I always buy one roll of the interior and one roll of the tough engine bay stuff (the stuff you can’t rip with your hands) to keep in my tool box. I think I bought the 51608 and 51026 in 3/4”x 27.3 yards size 

www.findtape.com


----------



## clange2485 (Dec 10, 2020)

cman said:


> I personally have gotten fake tesa tape from Amazon before. it melted and made a sticky mess during the summertime… The genuine stuff has never done that to me, but finding it on Amazon has been hit or miss for me. a lot of times I’ve gotten fake stuff, or smaller rolls than what I ordered… This website is slightly more expensive than Amazon but they give you genuine tape and always the exact size that you ordered. I highly recommend it.
> 
> I always buy one roll of the interior and one roll of the tough engine bay stuff (the stuff you can’t rip with your hands) to keep in my tool box. I think I bought the 51608 and 51026 in 3/4”x 27.3 yards size
> 
> ...


Is there a quick way to tell that it’s fake before using it and have it turn into a mess? I ordered a couple rolls last yr off of Amazon and I haven’t had to remove any but the areas i got back into looked like the day i used it. I recently ordered 5 rolls from ebay and ended up getting 10 delivered from Amazon. I thought it was strange but wasn’t mad about it.


----------



## clange2485 (Dec 10, 2020)




----------



## BobTheBirdTurd (Oct 5, 2020)

Yea, the knock off stuff is garbage. I purchased some VW cloth tap that was recommended by another user. Stuff was expensive but is much better than the Chinese knockoff


----------



## clange2485 (Dec 10, 2020)

BobTheBirdTurd said:


> Yea, the knock off stuff is garbage. I purchased some VW cloth tap that was recommended by another user. Stuff was expensive but is much better than the Chinese knockoff


I remember seeing that and it wasn’t cheap but nothing good is.


----------



## BobTheBirdTurd (Oct 5, 2020)

Found it for like $17 a roll. I don't want slimy tape in my new ride, peace of mind is worth $50.


----------



## SkizeR (Apr 19, 2011)

BobTheBirdTurd said:


> I purchased some VW cloth tap that was recommended by another user. Stuff was expensive but is much better than the Chinese knockoff


I was just thinking the same thing. ECS Tuning sells it. Not sure which exact model # it was, but I'm sure anyone reading this can narrow it down. Im going to give this a try when I run out of my Tesa stockpile.


----------



## BobTheBirdTurd (Oct 5, 2020)

This is the cheapest place I found it. Most wanted like $30 a roll.
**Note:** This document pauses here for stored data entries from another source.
PR #1026, opened 2016-09-26
Merge max-next into next

eugeneia:
Includes: #1024 #1023


src/apps/vlan/vlan.lua
```diff
@@ -147,6 +147,29 @@ function VlanMux:transmit(o, pkt)
...
+      01 10 08 00 9c d4 07 c0 00 01 bc fa e3 57 00 00
+      00 00 f3 44 01 00 00 00 00 00 10 11 12 13 14 15
+      16 17 18 19 1a 1b 1c 1d 1e 1f 20 21 22 23 24 25
+      26 27 28 29 2a 2b 2c 2d 2e 2f 30 31 32 33 34 35
+      36 37
+   ]], 82))
+   local payload = pkt.data + o_ethernet_ethertype
+   local vid = 0
+   for i=0,15 do
+      for j=0,255 do
```
kbara: Pedantically, only 12 of those 16 bits are strictly the tag, but it doesn't really matter for this test case.

PR #1028, opened 2016-10-04
next: Changes queued for the v2015.10 release

lukego:


lukego:
@eugeneia Release at will!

000-979-950 - Tape - VW Direct Auto Parts


Tape - 000979950. Genuine Volkswagen® Parts & Accessories. Manufacturer Warranty. From the Dealership to your Door.




www.vwdirectautoparts.com


----------



## Sounds_Insane (8 mo ago)

Personally, I just use old fashion electrical tape. I usually only put the wire in a car once and rip it out when I get rid of the car and never use it again because more than likely it won't be the right length anyway, so I don't care about how easy it is to remove. $30 a roll for tape is about the cost of the wire I'm trying to save. hahah

I threw a box of old wire out when I did my car this spring, the scrap metal guys that drive around on trash day loved it.


----------



## dmparker5725 (Feb 20, 2014)

cman said:


> I personally have gotten fake tesa tape from Amazon before. it melted and made a sticky mess during the summertime… The genuine stuff has never done that to me, but finding it on Amazon has been hit or miss for me. a lot of times I’ve gotten fake stuff, or smaller rolls than what I ordered… This website is slightly more expensive than Amazon but they give you genuine tape and always the exact size that you ordered. I highly recommend it.
> 
> I always buy one roll of the interior and one roll of the tough engine bay stuff (the stuff you can’t rip with your hands) to keep in my tool box. I think I bought the 51608 and 51026 in 3/4”x 27.3 yards size
> 
> ...





cman said:


> I personally have gotten fake tesa tape from Amazon before. it melted and made a sticky mess during the summertime… The genuine stuff has never done that to me, but finding it on Amazon has been hit or miss for me. a lot of times I’ve gotten fake stuff, or smaller rolls than what I ordered… This website is slightly more expensive than Amazon but they give you genuine tape and always the exact size that you ordered. I highly recommend it.
> 
> I always buy one roll of the interior and one roll of the tough engine bay stuff (the stuff you can’t rip with your hands) to keep in my tool box. I think I bought the 51608 and 51026 in 3/4”x 27.3 yards size
> 
> ...


I certainly appreciate this. I was planning to do a search for the original tape. My first purchase of this tape from Amazon was the knock off stuff without knowing. I certainly wish I had worn gloves while removing wire I had wrapped in that gunk.


----------



## Machine7 (Nov 17, 2010)

clange2485 said:


> Is there a quick way to tell that it’s fake before using it and have it turn into a mess? I ordered a couple rolls last yr off of Amazon and I haven’t had to remove any but the areas i got back into looked like the day i used it. I recently ordered 5 rolls from ebay and ended up getting 10 delivered from Amazon. I thought it was strange but wasn’t mad about it.
> 
> View attachment 348834


The problem with Amazon is that they bin all different retailers stock together. One seller could be sourcing knockoffs and another the real deal and Amazon stockpiles it together to be picked randomly to fulfill your order.


----------



## clange2485 (Dec 10, 2020)

Machine7 said:


> The problem with Amazon is that they bin all different retailers stock together. One seller could be sourcing knockoffs and another the real deal and Amazon stockpiles it together to be picked randomly to fulfill your order.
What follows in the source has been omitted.